Fill pdfs by overlaying text on them using latex
This is year 2022... Wish all establishments had stopped issuing pesky PDF forms, worse scans of their print versions. They should have switched to web forms or at least fillable pdfs. I mean it makes no sense to convert a soft form into print, fill it and convert into data again.
But the world is not perfect. Looks like we'll have to live with those pesky non fillable PDF forms.
Worse are, those boxed forms with '1 letter per box', legacy of the computing systems of the 1980s that continues to be lurking around just due to the lethargy of the makers of such systems today.

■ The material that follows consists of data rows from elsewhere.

PR #291, opened 2018-06-26
Make dual_net.py model setup more verbose

sethtroisi:
Model setup has numerous ambiguities this change aim to make our decisions more obvious. A future PR will likely modify some of these parameters.

This is a functional no-op but helps clear the way for changing center and scale on my_batchn


dual_net.py
```diff
@@ -331,19 +343,18 @@ def my_res_layer(inputs):
         shared_output = my_res_layer(shared_output)
 
     # policy head
-    policy_conv = tf.nn.relu(my_batchn(
-        my_conv2d(shared_output, filters=2, kernel_size=[1, 1]),
-        center=False, scale=False))
+    policy_conv = my_conv2d(shared_output, filters=2, kernel_size=1)
+    policy_conv = tf.nn.relu(my_batchn(policy_conv, center=True, scale=True))
```
brilee: this is changing current semantics, right? I'm okay with the change, just highlighting that this isn't a no-op PR.

amj: yes, this is a change -- deliberate?

PR #3, opened 2023-04-17
Start on rearchitecting

njooma:
Includes camera stream, sensor, movement sensor, base, and arm. 

Is still usable using `Viam.instance`.


README.md
```diff
@@ -4,7 +4,7 @@ Build and connect to robots with Flutter
 ## (In)stability Notice
 
 > **Warning**
-> This is an alpha release of the Viam Flutter SDK. Stability is not guaranteed. Breaking changes are likely to occur, and occur often.
+> This is an alpha release of the Viam Flutter SDK. The only guarantee is that there **WILL** be breaking changes to the API. We will enumerate these changes in the release notes.
```
clintpurser, line 7: Love this guarantee haha 👍

lib/src/components/arm/client.dart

If you would like to fill such forms as a soft copy and then print them, you could possibly use a WYSWYG tool. I suggest flpsed, but there are other tools as well.
But there are situations when a WYSWYG solution is not what you'll like. For example:
- You have boxed forms (mentioned above)
- You have many copies of a form to fill with different data
- You just dislike WYSWYG. For example you'd like the text to be nicely aligned
In these situations you may like to try this tool out.
-
Python3
-
pdflatex
-
latex package textpos
Make sure fillpdf.py is in your path.
For every form you process, you need to create a 'metadata json file', which gives names to various fields in the form.
If the same field is repeated in the form - for example, for whatever reason they make you write your name at more than one places - use same name for it. When you fill the data in the next step, you'll have to provide the value of such fields only once.
For each copy of the form you fill, you need to provide values against the fields identified in the metadata json in a 'data json file'.
Once you have these files ready just run
fillpdf.py <metadata json> <data json> > filled.tex
pdflatex filled.tex
You can use tools like gimp or gv that show you the coordinates of a given point in the pdf when you hold your cursor at a given field. Let's call it a 'grid tool' for further reference.
Different tools may use different scales to show the position. We just normalize it, so the absolute number doesn't matter. Just note down the largest x and y axis values in the respective tool.
Some tools (e.g. gimp) use top left corner as the point 0,0 (origin) while some (e.g. gv) use the bottom left corner. We can specify this as we'll describe below.
xoffset, yoffset: Due to differences in the way your grid tool and latex
see the document layout a slight fixed adjustment may
be needed in the coordinates you capture. Defaults are
based on what worked for the sample example attached,
but you may override these values in youe metadata json
if you need.
ypitchfactor: If you find that a little scaling of vertical pitch is
needed you may override this value. (E.g. your fields
get placed properly at the top of the page, but start
swaying towards the bottom of the page.) It should
usually be very close to 1.
pdf: Name of the pdf file this metadata is of
origin: TL if the point 0,0 is on top left, BL if it is at the bottom
left
xmax, ymax: Maximum values on x and y axis for normalization purpose
Suggested fields that may serve as a documentation of the metadata:
source: where did you get the PDF from, possibly a URL
sourcedate: date of getting this pdf
gridtool: which tool was used to populate the x,y coordinates (e.g. gimp,
gv)
You can of course add some arbitrary fields if you need for your own reference.
pgspec: Page spec with page number (1 onwards) being the key
For each page a dictionary may contain the following fields
at: [x,y] pair as per your grid tool, depicting location of the field
to be filled
fld: name of the field at this position
pitch: Do not specify for 'non boxed' forms. For boxed form this depicts
the distance between adjacent boxes as per your grid tool.
See sample file included 'data.json'. It's pretty straightforward. Just enter the values against the fields as shown.